Multiple models training in Code Repositories

How to publish several experiments in one build?

I have prepared a script to train models for my dataset. In this case, I programmed it so that I could fit different types of models (RF, XGB, LR…) and search for their best hyperparameters, then publish them and finally compare.

This is a simplified version of my script:

@lightweight
@transform(
    train_df=Input("ri.foundry.main.dataset.26e820ae-0600-4819-9de2-85b1be5b1e3c", branch="dev"),
    test_df=Input("ri.foundry.main.dataset.f82ea4b1-3c22-43ab-bb0e-2338774f1390", branch="dev"),
    model_output=ModelOutput("ri.models.main.model.989954fe-1243-473f-abc5-0d60bd409ddc"),
)
def compute(train_df, test_df, model_output):

    train_df = train_df.pandas().drop(["idpersona", "fecha"], axis=1)
    test_df = test_df.pandas().drop(["idpersona", "fecha"], axis=1)

    train_models(train_df, test_df, model_output, MODELS)

def train_models(train_df, test_df, model_output, model_names=None):

    target_col = 'satisfaccion'
    X_train = train_df.drop(columns=[target_col])
    y_train = train_df[target_col]
    X_test = test_df.drop(columns=[target_col])
    y_test = test_df[target_col]

    for model_name in model_names:
        
        experiment = model_output.create_experiment(f"{model_name}_experiment_satisfaccion")
        experiment.log_param("model_name", model_name)

        model_config = MODELS_PARAMS[model_name]
        # experiment.log_params(f"{model_name}_parametros", model_config["params"])
        logging.info(f"Iniciando entrenamiento para {model_name}...")

        study = optuna.create_study(study_name=f"model_{model_name}_satisfaccion", direction="maximize")  # Para neg_mse
        study.optimize(
            lambda trial: objective(trial, model_config, X_train, y_train, experiment),
            n_trials=OPTUNA_N_TRIALS,
            n_jobs=-1,
        )

        best_params = study.best_params
        best_cv_score = study.best_value

        model_class = model_config["class"]
        random_state = model_config.get("random_state")
        extra_params = model_config.get("extra", {})

        best_model = model_class(
            **best_params,
            random_state=random_state,
            **extra_params
        )

        best_model.fit(X_train, y_train)
        y_pred = best_model.predict(X_test)

        test_mse = mean_squared_error(y_test, y_pred)
        test_rmse = np.sqrt(test_mse)
        test_mae = mean_absolute_error(y_test, y_pred)
        test_r2 = r2_score(y_test, y_pred)
        test_mape = np.mean(np.abs((y_test - y_pred) / np.where(y_test != 0, y_test, 1))) * 100
        pearson_corr, _ = pearsonr(y_test, y_pred)

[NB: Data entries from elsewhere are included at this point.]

Issue #148, opened 2019-07-25
Unhighlighted syntax error when a function call spans over multiple lines but starts at the same line as section


sharkovadarya:
This code compiles just fine:

    rule foo:
        input: foo1("text1", "text2", "text3")

This, however, produces a compilation error:

    rule foo:
        input: foo1("text1",
                    "text2", "text3")

While this does not:

    rule foo:
        input:
           foo1("text1",
                "text2", "text3")

Would be nice if such an error was highlighted as it is an easy mistake to make but the Snakemake error message (`Expecting rule keyword, comment or docstrings inside a rule definition.`) is not very helpful.

dakochik:
Fixed:

![multiline func call](https://user-images.githubusercontent.com/55440084/126962161-57f37c53-d68d-49e1-9946-a29b200bd2eb.gif)

iromeo:
@dakochik Please add a demo for the new quickfix

dakochik:
New quickfix:

![multiline func call](https://user-images.githubusercontent.com/55440084/127506680-de9c0dbb-3fed-4d9a-8883-d2f13d9a820f.gif)

PR #392, opened 2021-07-26
Features/#148 multiline function call in a single-line declared section

dakochik:
Issue #148 is resolved

### DIFF
--- a/src/main/kotlin/com/jetbrains/snakecharm/inspections/SmkMultilineFunctionCallInspection.kt
+++ b/src/main/kotlin/com/jetbrains/snakecharm/inspections/SmkMultilineFunctionCallInspection.kt
@@ -1,17 +1,16 @@
 package com.jetbrains.snakecharm.inspections
 
 import com.intellij.codeInspection.*
-import com.intellij.lang.ASTNode
-import com.intellij.openapi.command.WriteCommandAction
 import com.intellij.openapi.project.Project
-import com.intellij.psi.PsiElement
-import com.intellij.psi.TokenType
+import com.intellij.psi.*
 import com.intellij.psi.util.elementType
-import com.jetbrains.python.PyElementTypes
+import com.intellij.refactoring.suggested.startOffset
 import com.jetbrains.python.PyTokenTypes
-import com.jetbrains.python.psi.PyArgumentList
+import com.jetbrains.python.psi.PyCallExpression
 import com.jetbrains.snakecharm.SnakemakeBundle
 import com.jetbrains.snakecharm.lang.psi.SmkRuleOrCheckpointArgsSection
+
+const val TAB = "    "
 
 class SmkMultilineFunctionCallInspection : SnakemakeInspection() {
     override fun buildVisitor(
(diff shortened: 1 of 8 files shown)


src/main/kotlin/com/jetbrains/snakecharm/inspections/SmkMultilineFunctionCallInspection.kt
```diff
@@ -0,0 +1,76 @@
...
+        session: LocalInspectionToolSession
+    ) = object : SnakemakeInspectionVisitor(holder, session) {
+        override fun visitSmkRuleOrCheckpointArgsSection(st: SmkRuleOrCheckpointArgsSection) {
+            val args = st.children.firstOrNull { it is PyArgumentList } ?: return
+
+            if (multilineSectionDefinition(args as PyArgumentList)) {
+                return
+            }
+
+            val problemCalls = arrayListOf<PsiElement>()
```
iromeo, line 29: here whitespaces are collected, not PyCallExpressions, so better to rename variable into `invalidWhitespaces`

src/main/kotlin/com/jetbrains/snakecharm/inspections/SmkMultilineFunctionCallInspection.kt
```diff
@@ -0,0 +1,76 @@
...
+            args.children.filter { it.elementType == PyElementTypes.CALL_EXPRESSION }.forEach {
+                multilineFunctionCall(it.node, problemCalls)
+            }
```
iromeo, line 32: let's reduce low level PSI access, e.g. you could filter PyCallExpressions and use API to get arg list:
```kotlin
            args.arguments.forEach { psi ->
                if (psi is PyCallExpression) {
                    collectNewlinesInMultilineCall(psi, invalidWhitespaces) // collectNewlinesInMultilineCall(PyCallExpression, MutableList<PsiElement>)
                }
            }
```

src/main/kotlin/com/jetbrains/snakecharm/inspections/SmkMultilineFunctionCallInspection.kt
```diff
@@ -0,0 +1,76 @@
...
+            element = element.treeNext
+        }
+    }
+
+    private object RemoveSectionQuickFix : LocalQuickFix {
+        override fun getFamilyName() = SnakemakeBundle.message("INSP.NAME.multiline.func.call.fix")
+
+        override fun applyFix(project: Project, descriptor: ProblemDescriptor) {
+            WriteCommandAction.runWriteCommandAction(project) { descriptor.psiElement.delete() }
```
iromeo, line 73: Doesn't work for case:
```
rule rule_148_b:
    input: foo1("text1", #ff
                "text2", "text3")
```

src/main/kotlin/com/jetbrains/snakecharm/inspections/SmkMultilineFunctionCallInspection.kt
```diff
@@ -0,0 +1,76 @@
...
+
+            val problemCalls = arrayListOf<PsiElement>()
+            args.children.filter { it.elementType == PyElementTypes.CALL_EXPRESSION }.forEach {
+                multilineFunctionCall(it.node, problemCalls)
+            }
+
+            problemCalls.forEach {
+                registerProblem(
+                    it,
+                    SnakemakeBundle.message("INSP.NAME.multiline.func.call"),
```
iromeo, line 37: For:
```
rule rule_148_b:
    input: foo1("text1",
                "text2", "text3")
```
2 valid froms available:
```
rule rule_148_b:
    input: foo1("text1","text2","text3")
```
and
```
rule rule_148_b:
    input: 
        foo1("text1",
                "text2", "text3")
```
At the moment the error message forces single line and it could be confusing, if 2nd variant was assumed

iromeo (changes requested):
Not everything works as expected

dakochik:
fixed: quickfix was modified, so now it suggests to transform single-line declared section to multiline declared as follows:
```
# before:
rule rule_148_b:
    input:  foo1("text1",
                "text2", "text3"), foo2("text4")

# after:
rule rule_148_b:
    input: 
        foo1("text1",
            "text2", "text3"),
        foo2("text4")
```

refactored: `multilineSectionDefinition()` was moved into `SmkRuleOrCheckpointArgsSection`, see commit message, some minor changes in inspection code, which were requiered

src/main/kotlin/com/jetbrains/snakecharm/lang/psi/impl/SmkRuleOrCheckpointArgsSectionImpl.kt
```diff
@@ -57,4 +57,24 @@ open class SmkRuleOrCheckpointArgsSectionImpl(node: ASTNode): SmkArgsSectionImpl
...
+
+    override fun multilineSectionDefinition(): Boolean = multilineSectionDefinition(this)
+
+    companion object {
+        fun multilineSectionDefinition(argsSection: SmkArgsSection): Boolean {
+            var node = argsSection.argumentList?.node?.findChildByType(PyTokenTypes.COLON)?.treeNext ?: return false
+            while (true) {
+                node = when (node.elementType) {
+                    TokenType.WHITE_SPACE -> {
+                        if (node.text.contains("\n")) {
```
iromeo, line 69: better to use char instead of single char string `node.text.contains('\n')`

src/main/kotlin/com/jetbrains/snakecharm/inspections/SmkMultilineFunctionCallInspection.kt
```diff
@@ -0,0 +1,98 @@
...
+import com.intellij.openapi.project.Project
+import com.intellij.psi.*
+import com.intellij.psi.util.elementType
+import com.intellij.refactoring.suggested.startOffset
+import com.jetbrains.python.PyTokenTypes
+import com.jetbrains.python.psi.PyCallExpression
+import com.jetbrains.snakecharm.SnakemakeBundle
+import com.jetbrains.snakecharm.lang.psi.SmkRuleOrCheckpointArgsSection
+
+const val TAB = "    "
```
iromeo, line 13: We cannot use such TAB def here, number of spaces in TAB is IDE setting. More over user could use real TAB character instead of spaces.

iromeo: And is only setting for format code features, indents in user file could be different
image

src/main/kotlin/com/jetbrains/snakecharm/inspections/SmkMultilineFunctionCallInspection.kt
```diff
@@ -0,0 +1,98 @@
...
+        override fun invoke(project: Project, file: PsiFile, startElement: PsiElement, endElement: PsiElement) {
+            val doc = PsiDocumentManager.getInstance(project).getDocument(file)
+            if (startElement.prevSibling !is PsiWhiteSpace || doc == null) {
+                return
+            }
+            val argumentList = (startElement as SmkRuleOrCheckpointArgsSection).argumentList ?: return
+            val indent = startElement.prevSibling.text
+            // Moves every argument list element to new line
+            argumentList.arguments.forEach { expression ->
+                doc.insertString(expression.startOffset, "$indent$TAB")
```
iromeo, line 80: I think is better to use `indent` instead of TAB here, because actually you need to indent other lines relative to section name statement

iromeo (changes requested):
Please get rid of harcoded TAB meaning. In general everything works good.

dakochik:
fixed: TAB hardcoding, 'contains' function calling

        experiment.log_metric("MSE", test_mse)
        experiment.log_metric("RMSE", test_rmse)
        experiment.log_metric("MAE", test_mae)
        experiment.log_metric("R2", test_r2)
        experiment.log_metric("MAPE", test_mape)
        experiment.log_metric("Pearson_Correlation", pearson_corr)

        foundry_model = ExampleModelAdapter(best_model)
        model_output.publish(
            model_adapter=foundry_model,
            experiment=experiment
        )
        logging.info(f"Modelo {model_name} publicado exitosamente.")

However, if there are more than 1 models in model_names, I get an error saying only one model is available to publish for each job. Any workarounds or way to go?

Many thanks in advance :slight_smile:

Hey!

Unfortunately, model outputs (and associated experiments) can only be published once for a given job from Code Repositories - seems you are publishing within a for loop which is not supported.

If your training is simple enough, you can use Jupyter Code Workspaces and interactively publish those models - interactive jupyter notebooks allow multiple publishes to a single model output.

Thanks for the quick answer! Are you planning to add such a functionality, then? I think that’s the way many people would like to train their models, by iteratively fitting different ones and then comparing their performance through the experiments…

Unfortunately we do not have plans to introduce support for writing multiple model versions in a single transform as of now. However I can bring this feedback back to the team and discuss internally.